One of the greatest whims of the kitchen is the pan. People love their pans and like to make a lot of recipes in them. But a lot of people also struggle with maintaining their pans. Regardless of the making of the pan, the most common kitchen mistakes include food being stuck on the bottom of an unseasoned pan. People make this mistake by adding food to the pan before it is hot enough. Sometimes you can overdo it and have a really hot pan which would burn the food instantly.
Even professional chefs have a bunch of pans always over a soft tongue of a flame so that when they reach for the pan, they are already hot. These pans and every other pan follow some basic rules of physics that require them to be just the right temperature for cooking purposes. Depending on what you’re cooking, you will need to heat your pan differently. But the basic gist is to season the pan if it is iron, stainless steel, or any other metal coating pan. If it is a non-stick pan, your life will be a little easier, but that cookware comes with its own challenges.

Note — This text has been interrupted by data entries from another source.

Issue #44, opened 2020-11-13
Issue with intro nanopub


raar1:
Using the ```setup_profile``` tool to publish an intro nanopub resulted in the following: [http://server.nanopubs.lod.labs.vu.nl/RAse5_KxBSe4YuEn1B7GWCmJ3DaDxJ1_WGF7gQ81pgilg](http://server.nanopubs.lod.labs.vu.nl/RAse5_KxBSe4YuEn1B7GWCmJ3DaDxJ1_WGF7gQ81pgilg)

Which has the orcid as ```https://orcid.org/https://orcid.org/0000-0002-9984-2720```.

The following was my input to the setup tool:

```
If the public and private key you would like to use are not in /Users/robinrichardson/.nanopub, provide them here. If they are in this directory or you wish to generate new keys, leave empty. [()]:
What is your ORCID iD (i.e. https://orcid.org/0000-0000-0000-0000)? Optionally leave empty []: https://orcid.org/0000-0002-9984-2720
What is your full name?: Robin Richardson
Would you like to publish your profile to the nanopub servers? This links your ORCID iD to your RSA key, thereby making all your publications linkable to you [Y/n]: Y
```

So the provided orcid was in the requested form.

raar1:
Fixed in PR #45

PR #45, opened 2020-11-16
Fix orcid id URI in this-is-me publication

svenvanderburg:


svenvanderburg:
Fixes #44

raar1 (approved):
Oh wow, that was fast ;)

Issue #19, opened 2020-10-26
Improve claim() method


svenvanderburg:
Current `claim()` method is still buggy, it should be a quick way to make a claim. I.e. I (the author in profile, see https://github.com/fair-workflows/nanopub/issues/9), claim 'that tomatoes are red'.

- Change it to only accept a string that is the claim, eg 'tomatoes are red'.
- Make user of the author in the profile, see https://github.com/fair-workflows/nanopub/issues/9

raar1:
I would suggest that we might allow it to be either a string, or alternatively a single RDF triple. We can check the type of what is passed to determine which it is.

At present the ```claim()``` method is a quick way to publish an assertion with a single triple of the form:
```
( AUTHOR, HYCL.claims, Literal(text) )
```

I'm wondering if it would be cleaner to have the assertion itself be the claim and the author doing the claiming be in the provenance subgraph. I guess then the assertion would look more like e.g.:

```
( NPURI#mystatement, RDF.type, HYCL.Statement )
( NPURI#mystatement, RDF.label, Literal(text) )
```

and the provenance graph would contain:

```
( AUTHOR, HYCL.claims, NPURI#mystatement )
```

I'll need to check with @tkuhn to see if this is a correct way of doing this. I'm also not too sure how you would allow a general triple to be the statement, unless you put it in a subgraph, or say the whole assertion is the statement (which might violate the HYCL.Statement type?).

tkuhn:
What is the use case for this? For what will this feature be used?

I am asking because depending on the answer, you could also use AIDA sentences: https://github.com/tkuhn/aida

AIDA statements can then be represented as URI like this one: http://purl.org/aida/Malaria+is+transmitted+by+moquitoes.

This has the benefit that people are encouraged to reuse (i.e. link) existing statements and that identical statements automatically get the same identifier. Like that, you don't need separate labels and can use these statements also in subject position (which you couldn't do with literals).

svenvanderburg:
Nice suggestion @tkuhn!
The use case is to just have a quick one-liner to do statements. It is mostly to show how simple it can be to just publish and not worry about the complex RDF that is created behind the science.

So it will be like:
```python
client = NanopubClient()
client.claim('All people are crazy')
```
Which will publish a nanopub with in the assertion:
( AUTHOR, HYCL.claims, http://purl.org/aida/all+people+are+crazy )

Where AUTHOR is the ORCID iD from profile.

More than anything, the reason for this mess is mostly laziness. When you’re in the kitchen, you want to be done with the cooking process as efficiently and as quickly as possible. So, even after being well aware of the concept of pre-heating, you will sometimes try to save some time and rush the process, which will result in stuck food, and eventually you having to scrub it off and put some elbow’s grease into it. Talk about saving time and effort, hah!
The science behind this is simple. It is all about expansion. When you heat your pan, it expands a little on a microscopic level. You should allow the pan to heat up even before adding the oil to complete the expansion. When it is not properly expanded, the food can stick to the surface. Imagine as you’re heating up your pan and it is in the process of swelling up (microscopically, of course), it can grab at the food laying on top of it. But when it is properly heated up, there is nothing that would grab at your food and make it stick.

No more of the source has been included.